A campaign by Sediq Aborigines to be recognized as the nation's 14th Aboriginal tribe made significant progress yesterday when the Council of Indigenous Peoples agreed to submit their application to the Cabinet.
A group of more than 100 Sediq Aborigines led by Watan Diro, the Sediq Tribal Name Restoration Association's executive director, visited the council yesterday to turn in 2,600 signatures to show their determination to be granted official status.
They were received by top officials at the council -- including council Minister Icyang Parod.
The officials responded positively to the Sediq activists.
"We'll submit the application, along with a report and other documents to the Cabinet for final review," a council official told the Sediq representatives.
But the Sediq campaign has not been an easy one.
The Sediq, who live mostly in Nantou County, have been officially classified as Atayal Aborigines ever since a Japanese ethnologist listed them by the name when Japan ruled Taiwan.

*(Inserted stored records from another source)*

PR #730, opened 2022-09-21
8292034: Improve javadoc after memory segment/memory address unification

mcimadamore:
This is a rather big patch which overhauls the javadoc of the `MemorySegment` class.
A big thanks to Alex Buckley, who helped review the API javadoc and contributed many of the changes you see here.

The main things touched in this PR are:

* the section on unsafe segments is gone from the package-level javadoc. In its place, there's a new section on zero-length memory segments in the `MemorySegment` javadoc
* the class javadoc for `MemorySegment` has been overhauled greatly. It now focusses on two kinds of segments (native segments, and heap segments) and define how address, size, alignment of both is handled by the API.
* we introduce a distinction between memory segment and "the region of memory" which backs the segment, which helps spelling out a lot of these properties in a cleaner way
* perhaps the biggest change in the javadoc is the section on memory segment alignment, which now is much more clearly defined, and provides lots of examples (as that's a complex topic).
* some of the javadoc, in both this class and other classes have been tweaked to reflect the new terminology (for instance, references to the term `base address` are gone)

Other javadoc changes might follow, at some point later. The `Linker` class might need some attention, as we don't really spell out how zero-length segments interacts with downcalls and upcalls.
But, given the size of the changes, I'd rather deal with that separately.

---------
### Progress

### Issue
 * [JDK-8292034](https://bugs.openjdk.org/browse/JDK-8292034): Improve javadoc after memory segment/memory address unification

### Reviewers
 * [Jorn Vernee](https://openjdk.org/census#jvernee) (@JornVernee - Committer) ⚠️ Review applies to [0ce10944](https://git.openjdk.org/panama-foreign/pull/730/files/0ce10944e1f2b653cfdeb73222a81b92d43676a4)

### Reviewing

Checkout this PR locally: \
`$ git fetch https://git.openjdk.org/panama-foreign pull/730/head:pull/730` \
`$ git checkout pull/730`

`$ git checkout pull/730` \
`$ git pull https://git.openjdk.org/panama-foreign pull/730/head`

</details>

Checkout this PR locally: \
`$ git pr checkout 730`

`$ git pr show -t 730`

</details>

<a href="https://git.openjdk.org/panama-foreign/pull/730.diff">https://git.openjdk.org/panama-foreign/pull/730.diff</a>

</details>


mcimadamore:
Rather than looking at code changes, it might be perhaps more valuable to look at the javadoc, here:
http://cr.openjdk.java.net/~mcimadamore/panama/memory_segment_refresh_javadoc/javadoc/java.base/module-summary.html

src/java.base/share/classes/java/lang/foreign/MemorySegment.java
```diff
@@ -55,65 +56,81 @@
...
- * {@linkplain #load() loaded} to and from the underlying memory-mapped file;</li>
- *     <li>{@linkplain MemorySegment#ofArray(int[]) array segments}, wrapping an existing, heap-allocated Java array; and</li>
- *     <li>{@linkplain MemorySegment#ofBuffer(Buffer) buffer segments}, wrapping an existing {@link Buffer} instance;
- * buffer memory segments might be backed by either off-heap memory or on-heap memory, depending on the characteristics of the
- * wrapped buffer instance. For instance, a buffer memory segment obtained from a byte buffer created with the
- * {@link ByteBuffer#allocateDirect(int)} method will be backed by off-heap memory.</li>
+ *     <li>A <em>heap segment</em> is backed by, and provides access to, a region of memory inside the Java heap (an "on-heap" region).</li>
+ *     <li>A <em>native segment</em> is backed by, and provides access to, a region of memory outside the Java heap (an "off-heap" region).</li>
  * </ul>
+ * Heap segments can be obtained by calling one of the {@link MemorySegment#ofArray(int[])} factory methods.
```
minborg, line 66: There is just one MemorySegment#ofArray(int[]) method. Is there a way of expressing a link to the method reference `MemorySegment::ofArray` (which covers all the overloads)?

src/java.base/share/classes/java/lang/foreign/MemorySegment.java
```diff
@@ -55,65 +56,81 @@
...
+ * These methods return a memory segment backed by the on-heap region that holds the specified Java array.
+ * <p>
+ * Native segments can be obtained by calling one of the {@link MemorySegment#allocateNative(long, long)}
```
minborg, line 69: DItto here

src/java.base/share/classes/java/lang/foreign/MemorySegment.java
```diff
@@ -176,28 +196,103 @@
...
  * }
  * }
  *
- * If, however, the segment being dereferenced is a heap segment, the above function will not work: a heap
- * segment's {@linkplain #address() base address} is <em>virtualized</em> and, as such, cannot be used to construct an
- * alignment check. Instead, heap segments are assumed to produce addresses which are never more aligned than the element
- * size of the Java array from which they have originated from, as shown in the following table:
+ * For example:
+ * <ul>
+ * <li>A native segment at address 1000 can be accessed at offsets 0, 8, 16, 24, etc under an 8-byte alignment constraint,
```
minborg, line 224: Here, we have to be more specific about the alignment of the segment address and the alignment of the layout otherwise there might be confusion.

src/java.base/share/classes/java/lang/foreign/MemorySegment.java
```diff
@@ -769,122 +920,138 @@ default void setUtf8String(long offset, String str) {
...
-     * Creates an array memory segment that models the memory associated with the given heap-allocated int array.
-     * The returned segment is associated with the {@linkplain MemorySession#global() global} memory session.
+     * Creates a heap segment that models the region of memory associated with the given int array.
+     * The returned segment is associated with the {@linkplain MemorySession#global() global} memory session, and
+     * its {@link #address()} is set to zero.
      *
-     * @param intArray the primitive array backing the array memory segment.
-     * @return an array memory segment.
+     * @param intArray the primitive array backing the heap segment.
+     * @return a heap memory segment backed by a int array.
```
minborg, line 991: "an int array"

src/java.base/share/classes/java/lang/foreign/MemorySegment.java
mcimadamore: not that I know of

src/java.base/share/classes/java/lang/foreign/MemorySegment.java
mcimadamore: I think this includes all the information? E.g. address 1000 is a number, which is can be divided by 2/4/8.  In a paragraph above we explain that:

```
For example, the address 1000 is aligned according to an 8-byte alignment constraint (because 1000 is an integer multiple of 8), and to a 4-byte alignment constraint, and to a 2-byte alignment constraint; in contrast, the address 1004 is aligned according to a 4-byte alignment constraint, and to a 2-byte alignment constraint, but not to an 8-byte alignment constraint.
 ```

File: src/java.base/share/classes/java/lang/foreign/MemorySegment.java [hunk 5]
```diff
@@ -769,122 +920,138 @@ default void setUtf8String(long offset, String str) {
...
+     *     <li>if the buffer is a direct buffer, then {@code S} is an
+     *     {@linkplain MemorySession#openImplicit() implicit session} that keeps the buffer reachable.
+     *     Therefore, the off-heap memory associated with the buffer instance will remain available as long as the
+     *     returned segment is reachable.</li>
+     * </ul>
      *
-     * @param buffer the buffer instance backing the buffer memory segment.
-     * @return a buffer memory segment.
+     * @param buffer the buffer instance to be wrapped by a new memory segment.
+     * @return a memory segment, wrapping the given buffer instance.
```
JornVernee, line 943: Since there's not always a wrapping happening, maybe:
```suggestion
     * @param buffer the buffer instance to be turned into a new memory segment.
     * @return a memory segment, derived from the given buffer instance.
```

src/java.base/share/classes/java/lang/foreign/MemorySegment.java
```diff
@@ -963,10 +1135,10 @@ static MemorySegment ofAddress(long address, long byteSize, MemorySession sessio
      *         .allocate(layout.bytesSize(), layout.bytesAlignment());
      * }
      * <p>
-     * The block of off-heap memory associated with the returned native memory segment is initialized to zero.
+     * The region of off-heap region of memory associated with the returned native segment is initialized to zero.
```
JornVernee, line 1138:
```suggestion
     * The off-heap region of memory associated with the returned native segment is initialized to zero.
```

src/java.base/share/classes/java/lang/foreign/MemorySegment.java
```diff
@@ -975,22 +1147,26 @@ static MemorySegment allocateNative(MemoryLayout layout) {
...
+     * of the returned segment is guaranteed to be at least 1-byte aligned.
      * <p>
      * The returned memory segment is associated with a new {@linkplain MemorySession#openImplicit implicit}
-     * memory session. As such, the native memory region associated with the returned segment is
+     * memory session. As such, the off-heap region which backs the returned segment is
      * freed <em>automatically</em>, some unspecified time after it is no longer referenced.
      * <p>
      * Native segments featuring deterministic deallocation can be obtained using the
-     * {@link MemorySession#allocate(long)}} method.
+     * {@link MemorySession#allocate(MemoryLayout)} method.
```
JornVernee, line 1161: Is this the right method to reference? Since this method takes a `long`, I'd expect the referenced method to be `allocate(long)` as well.

src/java.base/share/classes/java/lang/foreign/MemorySegment.java
```diff
@@ -1005,22 +1181,26 @@ static MemorySegment allocateNative(long byteSize) {
...
+     * of the returned segment will be aligned according to the provided alignment constraint.
      * <p>
      * The returned memory segment is associated with a new {@linkplain MemorySession#openImplicit implicit}
-     * memory session. As such, the native memory region associated with the returned segment is
+     * memory session. As such, the off-heap region which backs the returned segment is
      * freed <em>automatically</em>, some unspecified time after it is no longer referenced.
      * <p>
      * Native segments featuring deterministic deallocation can be obtained using the
-     * {@link MemorySession#allocate(long, long)} method.
+     * {@link MemorySession#allocate(MemoryLayout)} method.
```
JornVernee, line 1195: Same here.

src/java.base/share/classes/java/lang/foreign/MemorySegment.java
```diff
@@ -1891,20 +2053,20 @@ default void setAtIndex(ValueLayout.OfAddress layout, long index, MemorySegment
...
+     * object is also a memory segment, and if the two segments refer to the same location, in some region of memory.
+     * More specifically, for two segments {@code s1} and {@code s2} to be considered equals, all the following must be true:
      * <ul>
      *     <li>{@code s1.array().equals(s2.array())}, that is, the two segments must be of the same kind;
      *     either both are {@linkplain #isNative() native segments}, backed by off-heap memory, or both are backed by
      *     the same on-heap Java array;
-     *     <li>{@code s1.address() == s2.address()}, that is, the base address of the two segments should be the same.
-     *     This means that the two segments either refer at the same off-heap memory location, or they refer
+     *     <li>{@code s1.address() == s2.address()}, that is, the address of the two segments should be the same.
+     *     This means that the two segments either refer at the same location in some off-heap region, or they refer
```
JornVernee, line 2063:
```suggestion
     *     This means that the two segments either refer to the same location in some off-heap region, or they refer
```

JornVernee (commented):
Mostly minor nits. I think my main gripe is the "physical address" terminology. I think depending on the situation, the "physical" could maybe be left out. Or maybe replaced with another term, like off-heap, native, or maybe real/underlying.

src/java.base/share/classes/java/lang/foreign/MemorySession.java
```diff
@@ -215,14 +215,17 @@ public sealed interface MemorySession extends AutoCloseable, SegmentAllocator pe
...
+     * <p>
      * A client is responsible for ensuring that this memory session is closed when the
      * segment is no longer in use. Failure to do so will result in off-heap memory leaks.
      * <p>
-     * The off-heap memory associated with the returned native memory segment is initialized to zero.
+     * The off-heap region of memory associated with the returned native memory segment is initialized to zero.
      *
      * @param byteSize the size (in bytes) of the off-heap memory block backing the native memory segment.
-     * @param byteAlignment the alignment constraint (in bytes) of the off-heap memory block backing the native memory segment.
+     * @param byteAlignment the alignment constraint (in bytes) of the off-heap region of memory backing the native memory segment.
```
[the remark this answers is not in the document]
mcimadamore: well spotted - "backing" is the way to go. Memory sessions are "associated" to segments. Regions of memory "back" segments. Note that we deliberately use "region of memory" instead of "memory region" to avoid confusion between the concept and API construct (e.g. memory segment - there are many memory XYZ in the API).

src/java.base/share/classes/java/lang/foreign/MemorySegment.java
```diff
@@ -55,65 +56,81 @@
...
- * {@link ByteBuffer#allocateDirect(int)} method will be backed by off-heap memory.</li>
+ *     <li>A <em>heap segment</em> is backed by, and provides access to, a region of memory inside the Java heap (an "on-heap" region).</li>
+ *     <li>A <em>native segment</em> is backed by, and provides access to, a region of memory outside the Java heap (an "off-heap" region).</li>
  * </ul>
+ * Heap segments can be obtained by calling one of the {@link MemorySegment#ofArray(int[])} factory methods.
+ * These methods return a memory segment backed by the on-heap region that holds the specified Java array.
+ * <p>
+ * Native segments can be obtained by calling one of the {@link MemorySegment#allocateNative(long, long)}
+ * factory methods, which return a memory segment backed by a newly allocated off-heap region with the given size
+ * and alignment constraint. Alternatively, native segments can be obtained by
```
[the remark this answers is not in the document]
mcimadamore: Yeah, I agree  that works better.

src/java.base/share/classes/java/lang/foreign/MemorySegment.java
```diff
@@ -176,28 +196,103 @@
  *
  * <h2 id="segment-alignment">Alignment</h2>
  *
- * When dereferencing a memory segment using a layout, the runtime must check that the segment address being dereferenced
- * matches the layout's {@linkplain MemoryLayout#byteAlignment() alignment constraints}. If the segment being
- * dereferenced is a native segment, then it has a concrete {@linkplain #address() base address}, which can
- * be used to perform the alignment check. The pseudo-function below demonstrates this:
+ * Access operations on a memory segment are constrained not only by the spatial and temporal bounds of the segment,
+ * but also by the <em>alignment constraint</em> of the value layout specified to the operation. An access operation can
+ * access only those offsets in the segment that denote addresses in physical memory which are <em>aligned</em> according
```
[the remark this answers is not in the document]
mcimadamore: I note here that we use physical address, but here we say address in physical memory - which seems like a mismatch (we never defined the term physical memory).

src/java.base/share/classes/java/lang/foreign/MemorySegment.java
```diff
@@ -176,28 +196,103 @@
...
+ * constraint; in contrast, the address 1004 is aligned according to a 4-byte alignment constraint, and to a 2-byte alignment
+ * constraint, but not to an 8-byte alignment constraint.
+ * Access operations are required to respect alignment because it can impact the performance of access operations, and
+ * can also determine which access operations are available at a given physical address. For instance,
+ * {@linkplain java.lang.invoke.VarHandle#compareAndSet(Object...) atomic access operations} operations using
+ * {@link java.lang.invoke.VarHandle} are only permitted at aligned addresses. In addition, alignment
+ * applies to an access operation whether the segment being accessed is a native segment or a heap segment.
+ * <p>
+ * If the segment being accessed is a native segment, then its {@linkplain #address() address} in physical memory can be
+ * combined with the offset to obtain the <em>target address</em> in physical memory. The pseudo-function below demonstrates this:
```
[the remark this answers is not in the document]
mcimadamore: Ok, it seems there's a lot of those.

src/java.base/share/classes/java/lang/foreign/MemorySegment.java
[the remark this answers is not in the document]
mcimadamore: Agree

src/java.base/share/classes/java/lang/foreign/MemorySegment.java
```diff
@@ -176,28 +196,103 @@
...
+ * <li>A native segment at address 1006 can be accessed at offsets 0, 2, 4, 6, etc under a 2-byte alignment constraint.
+ * Under a 4-byte alignment constraint, it can be accessed at offsets 2, 6, 10, 14, etc.
+ * Under an 8-byte alignment constraint, it can be accessed at offsets 2, 10, 18, 26, etc.
+ * <li>A native segment at address 1007 can be accessed at offsets 0, 1, 2, 3, etc under a 1-byte alignment constraint.
+ * Under a 2-byte alignment constraint, it can be accessed at offsets 1, 3, 5, 7, etc.
+ * Under a 4-byte alignment constraint, it can be accessed at offsets 1, 5, 9, 13, etc.
+ * Under an 8-byte alignment constraint, it can be accessed at offsets 1, 9, 17, 25, etc.</li>
+ * </ul>
+ * <!-- Under a 1-byte alignment constraint, any offset address in a native segment can be accessed. -->
+ * <!-- In effect, every target address is at least 1-byte aligned. -->
```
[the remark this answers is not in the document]
mcimadamore: whoops - that should be removed.

src/java.base/share/classes/java/lang/foreign/MemorySegment.java
mcimadamore: Good suggestion, we've been generally trying to avoid "wrapping"

src/java.base/share/classes/java/lang/foreign/MemorySegment.java
```diff
@@ -55,65 +56,81 @@
...
+ * Every memory segment has an {@linkplain #address() address}, expressed as a {@code long} value.
+ * The nature of a segment's address depends on the kind of the segment:
+ * <ul>
+ * <li>The address of a heap segment is not a physical address, but rather an offset within the region of memory
+ * which backs the segment. The region is inside the Java heap, so garbage collection might cause the region to be
+ * relocated in physical memory over time, but this is not exposed to clients of the {@code MemorySegment} API who
+ * see a stable <em>virtualized</em> address for a heap segment backed by the region.
+ * A heap segment obtained from one of the {@link #ofArray(int[])} factory methods has an address of zero.</li>
+ * <li>The address of a native segment (including mapped segments) denotes the physical address of the region of
+ * memory which backs the segment.</li>
```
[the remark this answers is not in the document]
JornVernee: I get what is meant by it, but I don't think "physical" is a great term wrt intuitive meaning. It would maybe be nice to define the term somewhere up front if we want to stick with "physical".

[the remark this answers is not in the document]
JornVernee: I think for regular Java developers, there is probably a much less clear distinction between heap/off-heap and "physical" memory in the first place.

i.e. if heap memory is the part of memory that is used to store Java objects, and off-heap is the part of memory that _isn't_ used to store Java objects, then I guess "physical memory" is just all of memory combined? Maybe just saying "memory" is enough? In the above, that could make:

    The {@linkplain #address() address} of a native segment (including mapped segments) denotes the starting address of the region of memory which backs the segment.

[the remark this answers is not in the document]
JornVernee: If none of these options seem better to you though, I don't mind sticking with "physical address/memory".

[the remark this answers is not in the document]
mcimadamore: I think `physical memory` is the problem, more so than `physical address`. We can explain `physical address` as something different from `MemorySegment::address`, but I don't think we need a qualifier for memory.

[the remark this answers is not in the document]
mcimadamore: I looked at this again, and decided to leave as is. `MappedByteBuffer` is also quite full of references to terms like `physical memory` (which we inherited in methods like `MemorySegment::isLoaded`.

src/java.base/share/classes/java/lang/foreign/MemorySegment.java
mcimadamore: I've decided to leave this as is for the time being.

JornVernee (approved):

The proximity of the two tribes' homelands and similarities in customs contributed to the classification.
The Sediq can be further divided into three ethnolinguistic groups: the Toda, the Tgdaya and the Truku.

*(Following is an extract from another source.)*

PR #734, opened 2022-09-22
8292047: Consider ways to add linkage parameters to downcall handles

JornVernee:
This patch implements a linker option interface, that can be using to indicate additional linkage requirements to the linker.

The variadic function descriptor support is dropped in favor of using a linker option to indicate the first variadic argument index. I think the switch turned out to be straight forward for users of this feature as well, though a bit more verbose.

The Sediq campaign ran into controversy when the Truku, who moved to Hualien County several hundred years ago, were recognized as a separate tribe in 2004.
The Sediq of Nantou and the Truku of Hualien had debated for some time over whether they should be recognized as a single group or whether the Truku should be separate.
Before the two groups came to an agreement, then premier Yu Shyi-kun announced at a campaign rally for a Hualien County commissioner candidate that the Truku of Hualien would receive official recognition.
The Sediq were shocked by the news and also decided to seek recognition.
But the process was then stalled because the council and an ethnologist it had commissioned, Lim Siu-theh (林修澈), could not find evidence that the Sediq and the Truku were separate groups.
After repeated protests by the Sediq and several rounds of negotiations the council decided at a meeting on Friday to approve the application and submit it to the Cabinet -- the last step before recognition is granted -- for review.
The director of the council's office of planning, Calivat Gadu, declined to predict how long it would take for the Cabinet to approve the application, or whether it would be approved at all.
While congratulating the Sediq, Calivat also expressed concern.
"There are still many sub-tribes who are trying to gain official recognition," he told the Taipei Times in a brief interview in his office after the meeting. "The Sediq case is a special one -- but if all those tribes want to follow in the Sediq's footsteps, it'll be chaotic."